DATA PROVIDED section start

PR #1855, opened 2019-04-09
Refactor conditional fields

davidrapson:
This PR does some work to refactor how conditional steps and fields are handled.

The biggest change is to move the conditional logic from steps down to individual fields. This allows us to handle conditional fields within a step (e.g. not asking for date of birth and address for school contacts) as well as whole conditional steps (e.g. registration numbers).

Still a little work in progress, needs more unit tests to validate these changes.

### DIFF
--- a/controllers/apply-next/lib/pagination.js
+++ b/controllers/apply-next/lib/pagination.js
@@ -7,22 +7,17 @@ const { findIndex, findLastIndex } = require('lodash');
  * @property {Array} sections
  * @property {Number} currentSectionIndex
  * @property {Number} currentStepIndex
- * @property {Object} formData
  */
 
 /**
  * Find next matching URL
  * @param {MatchOptions} options
  */
-function findNextMatchingUrl({ baseUrl, sections, currentSectionIndex, currentStepIndex, formData }) {
+function findNextMatchingUrl({ baseUrl, sections, currentSectionIndex, currentStepIndex }) {
     const currentSection = sections[currentSectionIndex];
     const nextSection = sections[currentSectionIndex + 1];
 
-    const targetStepIndex = findIndex(
-        currentSection.steps,
-        step => (step.matchesCondition ? step.matchesCondition(formData) === true : true),
-        currentStepIndex + 1
-    );
+    const targetStepIndex = findIndex(currentSection.steps, step => step.isRequired === true, currentStepIndex + 1);
 
     if (targetStepIndex !== -1 && targetStepIndex <= currentSection.steps.length) {
         return `${baseUrl}/${currentSection.slug}/${targetStepIndex + 1}`;
@@ -37,14 +32,14 @@ function findNextMatchingUrl({ baseUrl, sections, currentSectionIndex, currentSt
  * Find previous matching URL
  * @param {MatchOptions} options
  */
-function findPreviousMatchingUrl({ baseUrl, sections, currentSectionIndex, currentStepIndex, formData }) {
+function findPreviousMatchingUrl({ baseUrl, sections, currentSectionIndex, currentStepIndex }) {
     const currentSection = sections[currentSectionIndex];
     const previousSection = sections[currentSectionIndex - 1];
 
     if (currentStepIndex !== 0) {
         const targetStepIndex = findLastIndex(
             currentSection.steps,
-            step => (step.matchesCondition ? step.matchesCondition(formData) === true : true),
+            step => step.isRequired === true,
             currentStepIndex - 1
         );
         return `${baseUrl}/${currentSection.slug}/${targetStepIndex + 1}`;
--- a/controllers/apply-next/simple/fields.js
+++ b/controllers/apply-next/simple/fields.js
@@ -1,5 +1,5 @@
 'use strict';
-const { get, has, reduce, values } = require('lodash');
+const { get, includes, reduce, values } = require('lodash');
 const moment = require('moment');
 
 const { Joi, ...commonValidators } = require('../lib/validators');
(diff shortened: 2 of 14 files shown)


controllers/apply-next/lib/pagination.js
```diff
@@ -37,14 +32,14 @@ function findNextMatchingUrl({ baseUrl, sections, currentSectionIndex, currentSt
...
  */
-function findPreviousMatchingUrl({ baseUrl, sections, currentSectionIndex, currentStepIndex, formData }) {
+function findPreviousMatchingUrl({ baseUrl, sections, currentSectionIndex, currentStepIndex }) {
     const currentSection = sections[currentSectionIndex];
     const previousSection = sections[currentSectionIndex - 1];
 
     if (currentStepIndex !== 0) {
         const targetStepIndex = findLastIndex(
             currentSection.steps,
-            step => (step.matchesCondition ? step.matchesCondition(formData) === true : true),
```
davidrapson: Avoids duplicating matching logic here and directly checks the new `step.isRequired` property.

controllers/apply-next/views/step.njk
```diff
@@ -35,26 +35,27 @@
                 {{ formErrors(errors = errors) }}
 
                 {% for fieldset in step.fieldsets %}
-                    <fieldset class="form-fieldset u-constrained-wide">
-                        <legend class="form-fieldset__legend t2 t--underline">
-                            {{ fieldset.legend }}
-                        </legend>
+                    {% if fieldset.fields.length > 0 %}
```
davidrapson: This is whitespace heavy, but I'm wrapping this in a `fieldset.fields.length > 0` check to avoid rendering fieldsets with no fields in them. Maybe I should be filtering this out in `enhanceForm` rather than in the view?

views/components/form-fields/macros.njk
```diff
@@ -204,7 +204,7 @@
                                 name="{{ field.name }}"
                                 value="{{ option.value }}"
                                 {% if field.isRequired %}required aria-required="true"{% endif %}
-                                {% if field.value[0] === option.value %}checked{% endif %}
+                                {% if field.value[0] === option.value or field.value === option.value %}checked{% endif %}
```
davidrapson: This is to account for cases where the option is stored as a single value, not an array.

controllers/apply-next/simple/fields.js
```diff
@@ -538,39 +573,58 @@ const allFields = {
...
         },
         type: 'radio',
-        options: legalContactRoles,
-        isRequired: true,
-        get schema() {
-            return Joi.array()
-                .items(Joi.string().valid(this.options.map(option => option.value)))
-                .single()
-                .optional();
+        options(formData) {
```
davidrapson: I've allowed options to (optionally) be a function to allow us to differ the options based on the form data. Previously I had this as a function on each option. This approach allows us to call a single function rather than one for each option.

controllers/apply-next/simple/fields.js
```diff
@@ -405,20 +438,44 @@ const allFields = {
...
         type: 'text',
-        attributes: {
-            size: 20
-        },
-        isRequired: true,
-        schema: Joi.any().when('organisation-type', {
-            is: Joi.valid(organisationTypes.unincorporatedRegisteredCharity.value),
-            then: Joi.number().required()
+        attributes: { size: 20 },
+        isRequired(formData = {}) {
```
davidrapson: I've allowed `isRequired` to be a function so that we can conditionally determine whether a field should be marked as required on the front-end. Duplicating the field didn't work as the two schema's clashed with one another.

controllers/apply-next/simple/fields.js
```diff
@@ -538,39 +573,58 @@ const allFields = {
...
-                .single()
-                .optional();
+        options(formData) {
+            let options = [];
+            switch (get(formData, 'organisation-type')) {
+                case organisationTypes.unregisterdVco.value:
+                    options = [
+                        { value: 'chair', label: { en: 'Chair', cy: '' } },
+                        { value: 'vice-chair', label: { en: 'Vice-chair', cy: '' } },
+                        { value: 'cecretary', label: { en: 'Secretary', cy: '' } },
```
mattandrews: Typo in "cecretary"!

controllers/apply-next/simple/fields.js
```diff
@@ -15,76 +15,49 @@ const countries = {
 };
 
 const organisationTypes = {
-    constitutedVoluntaryCommunity: {
-        value: 'constituted-voluntary-community',
-        label: { en: 'Constituted voluntary or community organisation', cy: '' },
-        explanation: { en: 'i.e. not registered as a company or charity', cy: '' }
+    unregisterdVco: {
```
mattandrews: Typo here ("unregisterdVco" should be "unregisteredVco")

controllers/apply-next/views/step.njk
mattandrews: Hmm... possibly? There are a few places where we loop over the entire form (summary, email, new questions endpoint)... would be neater not to have to repeat this check multiple times.

controllers/apply-next/views/summary.njk
```diff
@@ -71,7 +71,7 @@
                                         Step {{ stepNumber }} of {{ section.steps.length }} &ndash; {{ step.title }}
                                     </h4>
 
-                                    {% if not step.notRequired %}
+                                    {% if step.isRequired %}
```
mattandrews: 💯 for readability!

controllers/apply-next/views/step.njk
davidrapson: 👍 I've moved this up into `enhanceForm` now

DATA PROVIDED section end

DESCRIPTION OF THE TASK: After locating the line that contains "This PR does", please copy exactly every line from the start of the records through it, and nothing else.

EXERCISE OUTPUT:
PR #1855, opened 2019-04-09
Refactor conditional fields

davidrapson:
This PR does some work to refactor how conditional steps and fields are handled.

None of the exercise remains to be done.